Infrastructure Engineering Manager
Build the infrastructure to help Flexport scale
We are in the process of transforming our monolith Ruby service to a polyglot microservice system. We are rapidly growing our engineering organization across multiple time zones and continents. We are planning to expand our infrastructure across multiple regions over the new few years. The product infrastructure team plays a critical role in this journey. As a product infrastructure engineer, you will work in a highly collaborative and fast-changing environment, and you will focus on improving every aspect of developer experience, service infrastructure, and performance of our services.
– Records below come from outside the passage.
PR #3313, opened 2022-10-14
run status informers for charts when in helm managed mode

stefanrepl:
Run status informers for charts when running in helm managed mode

This PR implements running status informer checks for helm charts when running in helm managed mode

Fixes #
https://app.shortcut.com/replicated/story/59995/support-status-informers-in-helm-managed-mode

- Develop tools to improve developer experience and productivity.
- Contribute to dev infrastructure such as CI/CD pipeline.
- Design and build performance tools for teams to leverage.
- Develop innovative tools and automation to minimize manual work.
- Monitor site availability and reliability on a daily basis.
- Understand, investigate and triage production issues and bottlenecks, root cause and implement or help teams to implement solutions to eliminate future incidents.
- Design and test disaster recovery strategies.
- Ensure infrastructure standards are being followed.
You should have
- Understanding of AWS or other Clouds and Docker
- Extensive experience with logging, Application Performance Management, and other monitoring tools
- Experience working with complex, enterprise-level architectures
- Proficient in at least one scripting language (e.g. Java, Ruby, Python, etc)
- Preferably 6+ years of relevant work experience in Linux environments
- Preferably 2+ years team management experience
- Team player with the ability to collaborate effectively across organizations
- Grit and a strong ownership mentality
- DevOps and on-call mindset
- 通过开发自动化工具, 优化其他团队的开发流程和效率
- 维护和优化 CI/CD 流程, 提高自动化部署的速度和稳定性
- 维护系统稳定性, 故障响应, 制定容灾策略
- 完善各服务的基础监控和告警 (自动化)
- 完善测试工具和框架 (集成测试框架, 压力测试框架)
- 有服务和 on-call 的态度
- 熟悉 Kubernetes 等资源管理和部署工具
- 理解 Docker (Container) 技术
- 熟练掌握一门脚本语言（Bash, Ruby, Python）
- 熟悉 Linux 环境, 能使用相关工具进行线上故障诊断
- 有 6年以上 基础架构 或 SRE 或 DevOps 工作经验
- 熟悉常见的指标采集系统和 Distributed Tracing 框架
- 有在复杂的企业级 Infrastructure 框架下工作的经历
- 熟悉 Spring 或 Ruby on Rails 框架
- 熟悉 Terraform 等 Infra-as-Code 自动化工具
Flexport believes global trade can move the human race forward. Our mission is to make global trade easier for everyone. To achieve this, we’re building the “Operating System for Global trade” — a combination of modern, internet era technology & data analytics; logistics infrastructure; and supply chain expertise.
Flexport connects ~10k clients and suppliers across >100 countries, including established global brands like Georgia-Pacific as well as emerging innovators like Sonos. Founded in 2013, we've raised >$1.3B from SoftBank, Founders Fund, GV, First Round Capital and YC. We’re excited to start seriously scaling up after our recent $1B investment from SoftBank’s Vision Fund early this year.
Worried about not having any freight forwarding experience?
- Don’t be! We’re building the first Operating System for Global Trade. That’s why it’s incredibly important for us to bring people from diverse backgrounds and experiences together with our industry veterans to help move the freight forwarding industry forward.
- What’s freight forwarding and why does it matter? Freight forwarding is the coordination and shipment of goods from one place to another and it’s what makes global trade possible. Flexport is on a mission to make global trade easier for everyone because we believe it can help connect the world and break down economic barriers.
- We know this industry is complex. That’s why we invest in education starting day one with Flexport Academy, a one week intensive onboarding program designed specifically to set every new Flexport employee up for success.
We are an equal opportunity employer and value diversity at our company. We do not discriminate on the basis of race, religion, color, national origin, gender, sexual orientation, age, marital status, veteran status, or disability status.